For most couples, the decision to wed is usually taken when you realise that you are willing to take the risk of committing to spending your life with this person, knowing fully well that the first flush of attraction will fade, that the world will interfere, and that age and responsibilities will wear you down.

Applying Freud’s pain pleasure principle, which suggests that people make choices to avoid pain or increase pleasure, it is logical to conclude that married couples would choose divorce only when the net effect of leaving exceeds the benefit of staying together.

For women, the financial fallout of divorce is often more significant than men, even if they hold jobs, due to the undeniable impact of gender pay gap. In many countries, religion or custom gains precedence in the interpretation of family laws covering marriage, divorce, property rights, inheritance, custody and guardianship, many of which favour men.

Unless there is egregious abuse and uncontestable reasons of physical safety, the decision to divorce is not purely a personal choice. Marriage, after all, is not just a union of two individuals, but also a social construct that forms the building blocks of society as we know it. When this basic construct is threatened, it is natural for society to weigh in on its implications.

It is all grief
Dissolving a marriage is complicated, particularly when children are involved. While the legal process is tiring and tedious, its tribulations are well defined. It is the emotional process that is often ignored. Like the death of a loved one, the end of a relationship is also a loss. Yet, loss, like failure, is sometimes a better teacher than success because it calls forth our true essence, the part we hide while we proudly display our accomplishments.

Based on her research, Swiss psychiatrist Elisabeth Kubler-Ross defined the five stages that follow loss – denial, anger, bargaining, depression and acceptance. Although not everyone goes through every stage or in this order, and others may visit certain stages more than once, these stages are most commonly observed in those grieving a loss.

During the months I waited for my divorce to be finalised, I noticed the sympathy offered to my widowed father, while the topic of my loss – the breakdown of my marriage – was largely overlooked by the same folks. Divorce is a topic best left unacknowledged, particularly in cultures where it is viewed as a social failure.

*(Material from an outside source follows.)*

PR #4112, opened 2016-09-01
Create MAINTAINERS.md

adamralph:
Moving this content from https://github.com/Particular/PlatformDevelopment/blob/master/maintainers/nservicebus-maintainers.md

For couples with kids, the pain and practical issues of separation is compounded by their concern for the impact of their decision on the children. Generalised statements about the poor outcomes for children of divorce who spend time between two homes or are exclusively brought up by one parent do not take into account those children who are raised by grandparents because the parents are unable or unwilling to care for them.

Parents who stay together in a toxic marriage may give the outward impression of a cohesive family, but chronic exposure to a dysfunctional home environment can cause damage that manifests in the next generation of adults who are unable to form loving bonds.

Whether or not the law allows for “divorce by mutual consent”, it is never easy to walk away from an intimate relationship. Every couple can sense when they have entered the “irretrievable breakdown” phase of their marriage where it is unlikely that there will be restoration of a functional relationship. At this point, it behoves society to grant agency to the adults involved in moving towards an amicable end to a failing relationship.

There was much to celebrate when the world marked International Women’s Day last week. Since the day was first celebrated more than 100 years ago, women have made great strides in several arenas. However, there is still much to be done to ensure the rights of girls and women in all spaces and relationships, public or private, married or not.

An important step in this direction would be a change in social attitudes towards divorce. Instead of seeing it as a failure of individuals and a scar on society, it should be understood as a first step in the process of healing a fractured family.

By giving couples another chance at happiness by creating a new way of living and joint parenting without the stress of having to cohabit under the same roof, society can move towards a cohesive and cooperative model that will endure for the next hundred years.